The answer is the full set of records below, transcribed exactly.

▶ [Given records]
########################################
PR #122, opened 2021-03-01
AH-172: Toggle Relationship Tab for admin set

prdanelli:


config/features.rb
```diff
@@ -3,4 +3,8 @@
   feature :oai_endpoint,
           default: true,
           description: "Enable OAI-PMH endpoint for harvesting."
+
+  feature :revised_admin_set_layout,
+          default: false,
+          description: "Move the admin set to the works modal and hide the relationships tab on the deposit form"
```
cjcolvar, line 9: Naming is probably going to be hard for this PR.  Thanks for your first pass and here's mine.  What do you think about this for the name of the feature and description?
```suggestion
  feature :simplified_admin_set_selection,
          default: false,
          description: "The admin set to deposit works is selected from the add work modal and the relationships tab on the deposit form is hidden for depositors."
```

app/helpers/hyku_addons/revised_admin_set_work_form_helper.rb
```diff
@@ -0,0 +1,36 @@
+# frozen_string_literal: true
+
+module HykuAddons
+  module RevisedAdminSetWorkFormHelper
```
cjcolvar, line 4: How about renaming this?
```suggestion
  module SimplifiedAdminSetSelectionWorkFormHelper
```

cjcolvar (commented):
I added some naming suggestions.  It might be good for Elisa or someone else to take a look and give feedback.

config/features.rb
prdanelli: @cjcolvar I had no idea what to call it, so i'm glad of the improvement :)

spec/helpers/simplified_admin_set_selection_work_form_helper_spec.rb
```diff
@@ -16,7 +16,7 @@
   end
   let(:form) { form_class.new(work, nil, nil) }
   let(:helper) do
-    _view.tab do |v|
+    _view.tap do |v|
```
cjcolvar, line 19: :laughing: I totally missed this too!

spec/helpers/simplified_admin_set_selection_work_form_helper_spec.rb
```diff
@@ -0,0 +1,76 @@
...
+      include ::HykuAddons::GenericWorkOverrides
+    end
+  end
+  let(:work) { model_class.new(title: ["Moomin"], depositor: user.user_key) }
+  let(:form_class) do
+    Class.new(Hyrax::GenericWorkForm) do
+      include ::HykuAddons::GenericWorkFormOverrides
+    end
+  end
+  let(:form) { form_class.new(work, nil, nil) }
```
cjcolvar, line 20: I think this could be simplified since it is super complex in `hyrax-doi`.
```suggestion
  let(:work) { GenericWork.new(title: ["Moomin"], depositor: user.user_key) }
  let(:form) { Hyrax::GenericWorkForm.new(work, nil, nil) }
```

spec/helpers/simplified_admin_set_selection_work_form_helper_spec.rb
```diff
@@ -0,0 +1,76 @@
...
+      before do
+        allow(Flipflop).to receive(:enabled?).with(:simplified_admin_set_selection).and_return(true)
+        allow(helper).to receive(:can_edit?).with(form.model).and_return(true)
+        allow(helper).to receive(:depositor?).with(form.depositor).and_return(true)
+      end
+
+      it "includes relationships" do
+        expect(helper.form_tabs_for(form: form)).not_to include("relationships")
+      end
+    end
```
cjcolvar, line 44: I think it would be good to add another test here for the other permutations `can_edit? = false` and `can_edit? = true && depositor? = false`.

cjcolvar (commented):
I remember before you saying that the css wasn't coming in so you switched to doing it inline.  Did that get resolved?  I have some ideas if it is still a problem.

prdanelli:
> I remember before you saying that the css wasn't coming in so you switched to doing it inline. Did that get resolved? I have some ideas if it is still a problem.

It is still a problem that I never managed to figure out.

app/forms/concerns/hyku_addons/generic_work_form_overrides.rb
```diff
@@ -23,7 +23,13 @@ module GenericWorkFormOverrides
...
 
       def primary_terms
-        super - %i[license]
+        primary_terms = super - %i[license]
+
+        if Flipflop.enabled?(:simplified_admin_set_selection)
+          primary_terms + %i[admin_set_id]
+        else
+          primary_terms
+        end
```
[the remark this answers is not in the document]
prdanelli: @cjcolvar without this the admin_set_id field isn't added to the form. I think because this is a concern and the WorkForm is a concern.

cjcolvar:
> > I remember before you saying that the css wasn't coming in so you switched to doing it inline. Did that get resolved? I have some ideas if it is still a problem.
> 
> It is still a problem that I never managed to figure out.

:+1: I think if you move the application.css back under hyku_addons then something can be added to the install generator to inject this into the hyku application like for JS (https://github.com/ubiquitypress/hyku_addons/blob/c5929aa081a46b58ab8cc01d244aebaa70b32aa7/lib/generators/hyku_addons/install_generator.rb#L37-L41).  We probably want it injected after hyrax just like the JS.

spec/helpers/simplified_admin_set_selection_work_form_helper_spec.rb
```diff
@@ -32,6 +32,30 @@
...
+
+    context "when the user can not edit the work and is not the depositor" do
+      before do
+        allow(Flipflop).to receive(:enabled?).with(:simplified_admin_set_selection).and_return(true)
+        allow(helper).to receive(:can_edit?).with(form.model).and_return(false)
+        allow(helper).to receive(:depositor?).with(form.depositor).and_return(false)
+      end
+
+      it "includes relationships" do
+        expect(helper.form_tabs_for(form: form)).to include("relationships")
```
cjcolvar, line 44: This should be not include, right?

prdanelli:
@cjcolvar These are all taken care of now.

cjcolvar (approved):
:tada: Looks good!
########################################
▶ [Solution for this problem]
PR #122, opened 2021-03-01
AH-172: Toggle Relationship Tab for admin set

prdanelli:


config/features.rb
```diff
@@ -3,4 +3,8 @@
   feature :oai_endpoint,
           default: true,
           description: "Enable OAI-PMH endpoint for harvesting."
+
+  feature :revised_admin_set_layout,
+          default: false,
+          description: "Move the admin set to the works modal and hide the relationships tab on the deposit form"
```
cjcolvar, line 9: Naming is probably going to be hard for this PR.  Thanks for your first pass and here's mine.  What do you think about this for the name of the feature and description?
```suggestion
  feature :simplified_admin_set_selection,
          default: false,
          description: "The admin set to deposit works is selected from the add work modal and the relationships tab on the deposit form is hidden for depositors."
```

app/helpers/hyku_addons/revised_admin_set_work_form_helper.rb
```diff
@@ -0,0 +1,36 @@
+# frozen_string_literal: true
+
+module HykuAddons
+  module RevisedAdminSetWorkFormHelper
```
cjcolvar, line 4: How about renaming this?
```suggestion
  module SimplifiedAdminSetSelectionWorkFormHelper
```

cjcolvar (commented):
I added some naming suggestions.  It might be good for Elisa or someone else to take a look and give feedback.

config/features.rb
prdanelli: @cjcolvar I had no idea what to call it, so i'm glad of the improvement :)

spec/helpers/simplified_admin_set_selection_work_form_helper_spec.rb
```diff
@@ -16,7 +16,7 @@
   end
   let(:form) { form_class.new(work, nil, nil) }
   let(:helper) do
-    _view.tab do |v|
+    _view.tap do |v|
```
cjcolvar, line 19: :laughing: I totally missed this too!

spec/helpers/simplified_admin_set_selection_work_form_helper_spec.rb
```diff
@@ -0,0 +1,76 @@
...
+      include ::HykuAddons::GenericWorkOverrides
+    end
+  end
+  let(:work) { model_class.new(title: ["Moomin"], depositor: user.user_key) }
+  let(:form_class) do
+    Class.new(Hyrax::GenericWorkForm) do
+      include ::HykuAddons::GenericWorkFormOverrides
+    end
+  end
+  let(:form) { form_class.new(work, nil, nil) }
```
cjcolvar, line 20: I think this could be simplified since it is super complex in `hyrax-doi`.
```suggestion
  let(:work) { GenericWork.new(title: ["Moomin"], depositor: user.user_key) }
  let(:form) { Hyrax::GenericWorkForm.new(work, nil, nil) }
```

spec/helpers/simplified_admin_set_selection_work_form_helper_spec.rb
```diff
@@ -0,0 +1,76 @@
...
+      before do
+        allow(Flipflop).to receive(:enabled?).with(:simplified_admin_set_selection).and_return(true)
+        allow(helper).to receive(:can_edit?).with(form.model).and_return(true)
+        allow(helper).to receive(:depositor?).with(form.depositor).and_return(true)
+      end
+
+      it "includes relationships" do
+        expect(helper.form_tabs_for(form: form)).not_to include("relationships")
+      end
+    end
```
cjcolvar, line 44: I think it would be good to add another test here for the other permutations `can_edit? = false` and `can_edit? = true && depositor? = false`.

cjcolvar (commented):
I remember before you saying that the css wasn't coming in so you switched to doing it inline.  Did that get resolved?  I have some ideas if it is still a problem.

prdanelli:
> I remember before you saying that the css wasn't coming in so you switched to doing it inline. Did that get resolved? I have some ideas if it is still a problem.

It is still a problem that I never managed to figure out.

app/forms/concerns/hyku_addons/generic_work_form_overrides.rb
```diff
@@ -23,7 +23,13 @@ module GenericWorkFormOverrides
...
 
       def primary_terms
-        super - %i[license]
+        primary_terms = super - %i[license]
+
+        if Flipflop.enabled?(:simplified_admin_set_selection)
+          primary_terms + %i[admin_set_id]
+        else
+          primary_terms
+        end
```
[the remark this answers is not in the document]
prdanelli: @cjcolvar without this the admin_set_id field isn't added to the form. I think because this is a concern and the WorkForm is a concern.

cjcolvar:
> > I remember before you saying that the css wasn't coming in so you switched to doing it inline. Did that get resolved? I have some ideas if it is still a problem.
> 
> It is still a problem that I never managed to figure out.

:+1: I think if you move the application.css back under hyku_addons then something can be added to the install generator to inject this into the hyku application like for JS (https://github.com/ubiquitypress/hyku_addons/blob/c5929aa081a46b58ab8cc01d244aebaa70b32aa7/lib/generators/hyku_addons/install_generator.rb#L37-L41).  We probably want it injected after hyrax just like the JS.

spec/helpers/simplified_admin_set_selection_work_form_helper_spec.rb
```diff
@@ -32,6 +32,30 @@
...
+
+    context "when the user can not edit the work and is not the depositor" do
+      before do
+        allow(Flipflop).to receive(:enabled?).with(:simplified_admin_set_selection).and_return(true)
+        allow(helper).to receive(:can_edit?).with(form.model).and_return(false)
+        allow(helper).to receive(:depositor?).with(form.depositor).and_return(false)
+      end
+
+      it "includes relationships" do
+        expect(helper.form_tabs_for(form: form)).to include("relationships")
```
cjcolvar, line 44: This should be not include, right?

prdanelli:
@cjcolvar These are all taken care of now.

cjcolvar (approved):
:tada: Looks good!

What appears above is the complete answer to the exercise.